A.Notes to access the HHPC Server

• For every test create separate folders in the respective individual user's folder.
• source code folder ( CCNScar 3D V5.1 ) is located in the main (root) folder. (Access using “cd”)
• Compile the source file using './makeit -tahoe'
• Copy 'binary' into test folder using cp command. Example: 'cp binary ../../../../scratch0/hhpc_hn1/rbhardwaj/myfolder/testfolder'
• Export input files from terminal , if necessary.
• Make the binary readable, writable and executable by all by 'chmod 777 binary'
• The availability of processors is checked using the command 'showbf'.
• The time on the server is asked by submitting a jobrequest , which is done by the file 'jobHHPC2.pbs' . Edit this file to allocate the amount of wall time requested based on the availability of processors and the name of the run to distinguish from tests of others. Once done, submit the job using the command 'qsub jobHHPC@.pbs'.
• Once submitted the job is given an ID which helps to uniquely identify this job.
• To check the status of the submitted job type 'qstat <username>' or 'qstat <jobID>'.
• To delete a submitted job type 'qdel <jobID>'.

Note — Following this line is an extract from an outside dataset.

PR #2036, opened 2022-08-08
Revamp `basic.md` (put it under the `getting_started` section)

Saransh-cpp:
This PR revamps `basic.md` and renames it to "Neural Networks from scratch". Most of the content is intact, but I have cleaned up the code and removed the bits and pieces which are not supposed to be used now.

Note: This PR contains the changes from the linear regression PR and the logistic regression PR (without some of these changes, the tests would fail). This PR should be merged after both of these PRs. I will make sure to sync the changes before this PR is merged.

In order to restart the code change the irest_tahoe in input file to 1 and irest in CCNS to 1. The restart process doesn’t happen automatically, before restarting the process ./CopyRestart need to be executed and then you can submit the job.

Pre-Process: After creating everything in Cubit, convert the mesh to *.unv ( this file will be used by fortran file to convert it to the format that CCNS can read it ) and then*.e and then *.off Open the .stl with Meshlab and will convert it to .off , this is surface mesh and the fortran file will change it to a readable format for CCNS. At the end journal file there is few line of script that take care of the conversion mostly.

1. Create the mesh convert it to Unv and off
2. Use PROCESS_UNV_V4.3.F90 to create the unv version of scaled and fitted in to globe ( this file create some necessary input for CCNS and also transformed version of the mesh( UNV)
3. Open the unv and convert it to *.off ( use cubit and meshlab similar to previos step)
4. Use Process_OFF

Specific Note: Everything related to isotropic model *.unv can be obtained based on *.jou ( this model have sclera as one block.)

For the Anisotropic model, some of the surfaces and meshes were fixed manually after cutting the sclera. In order to get this model, first load aftercut.cub in cubit and then run .jou in the aniso folder. ( cutting the sclera created so many issues that make it impossible to fix it with automatic *.jou , there were silver in mesh that needed to be removed manually).

• Future work: in order to have everything automatic , it is recommended to start from scratch in Jou and modify it, instead of cutting it.

• The scelra with Vibrational thickness use different PROCESS file than the Uniform thickness, all the file are in corresponding folders.

Simulation:

• CCNS the fluid solver will be defined
• Input Tahoe model will be defined
• canonical_body_in.dat is for the surface Fluid-solid interaction.
• For each new mesh all of these input files will be changed.
• For new material properties only input file will be changed.